Também o Centro Hospitalar Lisboa Central (que inclui a MAC e a Estefânia) respondeu que se notou “efetivamente, algumas ausências de profissionais de enfermagem em alguns serviços”.

Já o conselho de administração do Centro Hospitalar Lisboa Norte (que inclui o Santa Maria) respondeu dizendo que “entende dever informar, a bem da verdade dos factos e não contribuir para a desinformação pública, que está a cumprir com irrepreensível rigor e bom senso a legislação e que não existe registo de qualquer situação de conflito entre profissionais e chefias de enfermagem, prevalecendo o interesse público e a prestação de cuidados essenciais aos doentes”, mas sem avançar com números.

Alexandre Lourenço, presidente da Associação Portuguesa de Administradores Hospitalares (APAH), confirmou ao Observador que a greve “está a ter impacto em termos de cancelamento da atividade” mas que “hoje estava à espera de mais impacto, por exemplo, ao nível da urgência e não percebemos grande impacto”. Cenário diferente se verificou ao nível das cirurgias, onde houve “cancelamentos”, mas porque “bastará faltar uma pessoa para a cirurgia, em princípio, ser cancelada”. O maior problema, sublinhou, é que “não nos podemos antecipar a esta greve adiando ou antecipando consultas, exames e cirurgias, e o transtorno para os utentes é maior também”.

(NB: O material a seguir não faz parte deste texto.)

PR #2321, opened 2017-02-03
Allow build and start on MINGW (no cygwin required)

domoran:
Disclaimer: I read in the contribution guidelines, that you do not want contributions to "scripts" ... 

Anyway I thought I would add that a windows build does also work without cygwin installed (which is kind of a 'heavy' environment). 

I found that an installed GIT is sufficient to build LightTable, since it includes a "bash" shell. Therefore I added inside the build and start scripts the check for the MINGW environment and put another chapter in the documentation for people, that do not want to install cygwin.

### DIFF
--- a/doc/developer-install.md
+++ b/doc/developer-install.md
@@ -11,9 +11,10 @@
 
 None. Skip to [Build](#build).
 
-### Windows
 
-Download [Cygwin](https://cygwin.com/install.html).
+### Windows - with Cygwin
+
+Download [Cygwin](https://cygwin.com/install.html). If you find Cygwin to much on your windows system, take a look at [building with Windows (using GIT)](#WindowsGit)
 
 You may need to change */etc/fstab* (path in Cygwin) to fix a directory permission error when building. Change this line:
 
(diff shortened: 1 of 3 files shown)


sbauer322:
I'll be able to give it a try in within the next week or so, but it sounds promising!

@LightTable/maintainers - if possible, I would prefer to have multiple people test this out prior to merging.

sbauer322:
I will have access to a Windows 8.1 machine tomorrow night to test this.

sbauer322:
Seems I run into a problem with an error when attempting to run `script/build.sh` with this PR:

```
script/build.sh: line 25: node_modules/.bin/grunt: No such file or directory
```

Briefly poking at line 25 and then looking in the contents of `deploy/electron/node_modules/.bin/` suggests that there is indeed no file named "grunt"... there is a "grunt.cmd" though.

Aside from the error above, there are a couple of other minor things:

- Could you make it more even more obvious that you would need to use the lein _script_ and not the .bat... and also that the script must be in the path (even if the bat is on the path). I managed to overlook the difference and got stuck on it not working with the .bat for a bit.
- It seems that part of the changes to `build-app.sh` and `light.sh` is that every line now ends in a whitespace. Could you fix this?

Overall, I think it just has a couple problems but should be in a good state soon enough. Thank you @domoran!

Issue #2178, opened 2016-04-05
Select text in Plugins


1j01:
You should be able to select text in the Plugins view.
The text "by" shouldn't be a psuedo element, and there should probably be an actual space between the package name and version, but other than that it just needs `-webkit-user-select: text`.

kenny-evitt:
Interesting. This seems to be explicit; [the relevant CSS](https://github.com/LightTable/LightTable/blob/53a90bee4c2c6758e4b5dffdffbc32256a05e00d/deploy/core/css/structure.css#L14):

```
body { -webkit-user-select: none; }
```

@cldwalker @rundis Any ideas about whether removing this CSS rule is a bad idea?

I commented the line out via Developer Tools and I'll update this issue if I run into anything that seems related to that change.

kenny-evitt:
@1j01 Why should "by" text not be a pseudo-element?

1j01:
We should keep the global `-webkit-user-select: none;` and add` -webkit-user-select: text;` to `.plugin-manager li`, and we should avoid textual pseudo elements so that when you copy and paste, the text is present. It wouldn't be the biggest issue because it's still fairly clear the second line is the author:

A greve que se iniciou à meia noite desta segunda-feira e que se estende até sexta-feira foi considerada irregular pelo Governo por, segundo o Ministério do Trabalho, não ter sido entregue o pré-aviso de greve com 10 dias de antecedência. O presidente do Sindicato dos Enfermeiros, José Azevedo, e o SIPE não baixaram os braços e mantiveram a greve.

Os enfermeiros reivindicam a introdução da categoria de especialista na carreira de enfermagem, com respetivo aumento salarial, bem como a aplicação do regime das 35 horas de trabalho para todos os enfermeiros.

O Sindicato dos Enfermeiros Portugueses (SEP) não se juntou à greve porque diz que estavam marcadas reuniões para estes dias, uma das quais com o ministro da Saúde, já com a apresentação de uma proposta de acordo, que tem lugar já esta terça-feira e que foi preparada juntamente com o primeiro-ministro, conforme noticiou a Lusa esta segunda-feira.